Guest Post! WRITING WIDE by J.S. Wayne

Writing Wide

I’m easily bored.

I hate convention. I hate tropes, though I often find myself weaving them into my stories without conscious intent. I despise “the usual” and am always looking for a way to do things differently, some way to shake up the system and cause a little disruption in people’s expectations. This sensibility, of not doing the expected thing, or of doing the expected in an unexpected way, has been part of me for as long as I can remember.

When it comes to writing, I can’t write the same thing twice in a row. I don’t mean I don’t want to, or it doesn’t interest me. I am literally, physically incapable of it. I finish a story, and I know it’s something good. I know there’s a sequel there, and I’m the one to write it because I’m the one who lives in my characters’ heads.

But I sit down to the keyboard, and nothing happens.

You’ve done it all before, my brain says. You’re not bringing anything new to this story right now.

At this point, I have two choices: I can either force it, and it will sound and feel forced because it is, or I can set it aside and do something else, purging the new idea so I can look at the sequel with fresh eyes.

I never wanted to write erotic romance. I was urban fantasy all the way, and ride or die, that was my genre and Hell would hold Latin High Mass in a raging blizzard with compulsory attendance for every damned soul and demon before I’d get within an astronomical unit of writing romance. It was “too easy,” too safe, and besides, every single romance writer is a woman! (Yes, I’m well aware the entire last sentence is a series of myths now, thanks. But I didn’t know that then.)

And yet…

 

 

I finished my first (and only, as it happens) urban fantasy book in 2010. While waiting for NaNoWriMo that year, I stumbled on Writing.com and a couple of writing contests. Okay, I thought, and read closer. They were paranormal erotic romance contests, and I thought it would be a good brain exercise, just a way to stretch myself a bit.

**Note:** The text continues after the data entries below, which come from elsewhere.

PR #660, opened 2019-06-21
Butter sunspot: Replace system prompts with happy popovers

whimsicallyson:
## Links
* https://butter-sunspot.glitch.me
* https://glitch.manuscript.com/f/cases/3328669/Delete-collection-alert-dialog-doesn-t-match-delete-team-pop

## Changes:
* On a collection page, clicking "delete collection" will bring up a happy dumpster popover instead of a system prompt
* On a collection icon (ie the list on your profile page), clicking the arrow and choosing "delete collection" will also bring up a happy dumpster
* ~~(in progress, kinda stuck) On a project icon, clicking the arrow and choosing "leave project" ought to bring up a popover explaining that you won't be able to get back in without an invite. Currently it does nothing :(~~ change of plans, I'm going to wait till Justin's work in `abstracted-droplet` is good and then work from that, I think it will be much simpler.

## How To Test:
* Delete collections
* ~~Remove yourself from a project that isn't part of a team (since you can re-add yourself to those, there's no confirmation needed) and where you aren't an admin (can't remove from those)~~

## Feedback I'm looking for:
* ~~I feel like I've got things set up properly for the "leave project" popover to work, but it doesn't. What am I missing?~~

Note: opening a WIP pull request is not a good way to get eyes on a project. I'll just post in Slack in the future :)

- Get an OK
- Wait till Monday :)


GregWeil:
Deleting a collection through the chained pop looks odd, I think it should use a multipopover like removing someone from a team does
image

src/components/collection/delete-collection-pop.js
```diff
@@ -0,0 +1,67 @@
...
+  const api = useAPI();
+  const { createNotification } = useNotifications();
+  const [collectionIsDeleting, setCollectionIsDeleting] = useState(false);
+  const illustration = 'https://cdn.glitch.com/c53fd895-ee00-4295-b111-7e024967a033%2Fdelete-team.svg?1531267699621';
+
+  async function deleteThisCollection() {
+    if (collectionIsDeleting) return;
+    setCollectionIsDeleting(true);
+    try {
+      if (window.location.pathname !== getOwnerLink(collection)) {
```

I entered, with a hetero story about an angel of death who fell in love with his intended victim, and a lesbian Gothic horror about a vampire and a ghost, both of which I dashed off in an afternoon.

And I won both contests.

SHITSHITSHITSHITSHITSHITFUUUUUUUUUUCK! My brain screamed, jumping up and down and gesticulating frantically at the sequel and seven (natch!) other projects I had in various stages of development, planning and writing. NOOOOOOOO! What the hell are you doing, J.S.? You’re cocking the plan the whole entire fuck up! Urban fantasy, remember?

Yeah, yeah, I know, I said. But it’s good practice and keeps my mind loose.

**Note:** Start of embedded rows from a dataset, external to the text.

PR #662, opened 2019-06-21
Melted scorpion: fix pagination bug

sarahzinger:
## Links
* Remix link: https://melted-scorpion.glitch.me/
* Manuscript link: https://glitch.manuscript.com/f/cases/3328769/pagination-bug

## GIF/Screenshots:
This gif is tinier than I thought but if you click it should be more understandable

## Changes:
* resets the current page to 1 if the number of projects has changed

## How To Test:
* navigate to a user (or team) page or anywhere else we might show paginated and filtered projects
* click forward through a few pages
* find something to filter by that has fewer than that amount of pages
* notice that the the pagination starts at the beginning again (rather than keeping you on a non existent page)

## Feedback I'm looking for:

Brain didn’t like that and stormed off in a huff.

So, here’s the thing: I like writing about love. And sex. When I can blend the two, it’s even better. I’ve been not wholly unfairly accused of writing “insta-love,” where two people meet and everything just clicks. In my defense, it’s a bit tough getting strangers from first meeting to bedroom to HEA in 3,500 words without it, by my reckoning.

After finding myself more or less married to the erotic romance genre, and realizing how much room there is to overlay different settings and subgenres over it, I never looked back. From high fantasy to deep-space sci-fi, lighthearted contemporary to urban fantasy, from Gothic to Western, I’ve written at least one story in every genre I could think of. The only thing they all had in common was hot sex and at least a version of a HEA ending. Well, except one, but then, “Saints’ Roost” was a bit of an oddball even by my admittedly liberal standards.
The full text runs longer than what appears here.